MATERIAL TO PROCESS:
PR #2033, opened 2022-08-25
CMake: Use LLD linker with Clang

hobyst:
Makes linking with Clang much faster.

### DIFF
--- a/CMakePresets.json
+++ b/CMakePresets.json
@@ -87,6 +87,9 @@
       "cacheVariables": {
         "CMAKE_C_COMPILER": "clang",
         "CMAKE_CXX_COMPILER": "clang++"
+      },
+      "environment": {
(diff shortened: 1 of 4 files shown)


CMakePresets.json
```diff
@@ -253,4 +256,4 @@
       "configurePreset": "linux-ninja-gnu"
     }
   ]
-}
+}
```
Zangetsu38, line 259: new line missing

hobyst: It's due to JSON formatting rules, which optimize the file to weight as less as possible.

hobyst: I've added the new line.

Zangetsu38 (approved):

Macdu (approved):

---

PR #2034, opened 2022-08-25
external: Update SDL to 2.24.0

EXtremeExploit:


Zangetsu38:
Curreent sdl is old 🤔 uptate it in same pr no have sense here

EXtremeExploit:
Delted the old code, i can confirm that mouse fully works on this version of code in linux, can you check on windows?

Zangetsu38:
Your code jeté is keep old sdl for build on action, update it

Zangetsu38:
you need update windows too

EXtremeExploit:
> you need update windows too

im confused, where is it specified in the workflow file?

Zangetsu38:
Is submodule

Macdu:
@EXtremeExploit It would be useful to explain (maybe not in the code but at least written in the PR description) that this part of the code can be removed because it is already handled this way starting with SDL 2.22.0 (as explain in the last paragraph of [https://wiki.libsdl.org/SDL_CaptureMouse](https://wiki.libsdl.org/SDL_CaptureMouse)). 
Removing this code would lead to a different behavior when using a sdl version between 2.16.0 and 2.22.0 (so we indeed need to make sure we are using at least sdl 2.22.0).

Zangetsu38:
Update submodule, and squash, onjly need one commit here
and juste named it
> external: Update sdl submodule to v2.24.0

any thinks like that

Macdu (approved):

EXERCISE INSTRUCTIONS: Return each line of the data above that includes the word "version".

SOLUTION BELOW:
Delted the old code, i can confirm that mouse fully works on this version of code in linux, can you check on windows?
Removing this code would lead to a different behavior when using a sdl version between 2.16.0 and 2.22.0 (so we indeed need to make sure we are using at least sdl 2.22.0).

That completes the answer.